The Adventure of the Crooked Man: Summary & Analysis

Instructor: Della McGuire

Della has been teaching secondary and adult education for over 20 years. She holds a BS in Sociology, MEd in Reading, and is ABD on the MComm in Storytelling.

In this lesson, we will summarize and analyze 'The Adventure of the Crooked Man' by Sir Arthur Conan Doyle. This is a Holmes and Watson story that has the duo looking into the mysterious death of Colonel Barclay.

The Canon of Sherlock Holmes

Sir Arthur Conan Doyle's stories about the adventures of Sherlock Holmes and John Watson follow a particular pattern. They start with Holmes inviting Watson in on a mystery, complaining of boredom, and demonstrating his deductive prowess. The pair investigate the mystery, and the story culminates in chasing and capturing the guilty culprit. Watson then resolves the story with a discussion with Holmes to go over his reasoning. For the most part, 'The Adventure of the Crooked Man' follows this pattern. The key difference is that, in this story, Watson and Holmes seek to prove someone innocent rather than guilty.


'The Adventure of the Crooked Man' begins with Holmes coming by Watson's house a bit late at night. He tells Watson about a case he is investigating.

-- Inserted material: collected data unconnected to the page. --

PR #354, opened 2025-02-11
multi: Modify buf.yaml for Buf lint and Format with Buf CLI Comamnd("buf format -w")

shelter2759:
Issue number: none but related #343 

---------

## What is the current behavior?

- Buf lint configuration in buf.yaml does not exist.
- proto file is not formatted with Buf CLI Command(buf format -w)

## What is the new behavior?

- Buf lint settings in buf.yaml(lint settings are set to ignore errors in the current source code.)
- Execute “buf format -w” and update the proto file (no change in content)
- small changes in Dockerfile
- Add Github Action workflow to execute buf cli (lint, format, breaking)

## Does this introduce a breaking change?
- [x] No

## Other information
- https://buf.build/docs/ci-cd/github-actions/


YusukeShimizu:
Thank you for continuing to provide changes aimed at improving the development experience.  
How about updating so that developers can also run `buf format -w`, `buf lint`, and `buf breaking`, and furthermore adding these steps to GitHub Actions so that any problematic changes are blocked by CI checks?  
I acknowledge the changes of buf.yaml.

shelter2759:
@YusukeShimizu 
I added job to run buf cli(buf-action) in github action workflow.(268c6b9e5b9ce13c7efb2e4206c1d9fe91f2072b)
- buf-action (https://github.com/marketplace/actions/buf-action).

Please check when you have time.
Thank you.

YusukeShimizu:
[IMO] I think introducing buf-action is appropriate, and there’s no issue with the CI content.  
I’d like to confirm one point: it’s not entirely clear how developers are expected to run Buf commands (e.g., buf format -w) locally. We can generate code with “make all-rpc-docker,” but what should we do for other commands?

If you’re in the dev container, Buf is installed using “postCreateCommand,” but what happens in other cases? If there isn’t a provided method, I’d like to document that you either use Docker (like “make all-rpc-docker”) or individually install Buf yourself.

YusukeShimizu:
It seems that [all-rpc](https://github.com/ElementsProject/peerswap/blob/master/peerswaprpc/Makefile#L9) is also a command that requires prior environment setup.  
In line with the above considerations, it may be necessary to either update or remove it

YusukeShimizu (approved):
LGTM.  
We might consider installing buf via nix flake, but it’s already quite user-friendly as it is. Thanks!  

Since this change is intended to enhance the developer experience without affecting behavior, I’ll merge it.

He is missing key information to solve the case and hopes discussing it with Watson will help.

Colonel Barclay had risen up through the ranks from a basic infantryman to the leader of a squadron. He and his wife enjoyed the power and popularity stemming from such a position. Their standing in the community made the case all the more shocking when Barclay was found dead and Mrs. Barclay was the only one present. She was suspected of murdering him because they had been arguing when he died.

Holmes seeks to prove her innocence because he thinks there is more to the story. He and Watson go to the town to investigate. They learn that the argument between the Colonel and Mrs. Barclay, and the Colonel's subsequent death, took place in a locked room, the key to which had gone missing. They also learn from the house staff that the name 'David' was overheard during the argument, though no one knew anyone by that name. The Colonel appeared to have died of a blow to the head, and because Mrs. Barclay was too stunned by what happened to explain or defend herself, she was going to be charged with murdering her husband.

In the investigation, they discover that, prior to the Colonel's death, Mrs. Barclay had seen a man named Henry Wood while doing charity work with her friend, Miss Morrison. Henry Wood and Mrs. Barclay had a short conversation, and Miss Morrison said that it seemed to upset Mrs. Barclay very much. Mrs. Barclay swore Morrison to secrecy and went home to confront her husband.

Turns out, Henry Wood was Mrs. Barclay's first love, but her husband, the Colonel, had sent him on a suicide mission so that he could marry her himself. Holmes and Watson then find Mr. Wood and discover what really happened: Barclay died of fright upon seeing that Mr. Wood had survived. They conclude that he must have felt like he had seen a ghost and dropped dead of fear and guilt, hitting his head on the way down.


'The Adventure of the Crooked Man' offers several points of analysis based on the elements of a story. We will look at a few of these story elements to see how they work to shape the tale.


The characters in the story are interesting in that there are two 'crooked' men: the man who looks crooked because of his body deformities (Henry Wood,) and the presumably honorable Colonel Barclay, who is actually morally crooked. Barclay is considered a man of high social and professional status, but he commits a terrible act. Wood is of low social status and is more morally upright than Barclay when he confesses to his role in the events at the risk of arrest in order to save Mrs. Barclay.


Of course the setting plays a significant role in the story because the scene of the crime is a locked room where only Mrs. Barclay was present, indicating she may be the culprit. These kinds of locked room mysteries are popular in Doyle's work.

The story takes place during a time when women were not likely to remain unmarried, so the time period also impacts the story. In a more modern setting, Mrs. Barclay might not necessarily have needed to marry someone at all after her betrothed (Mr. Wood) was presumably killed.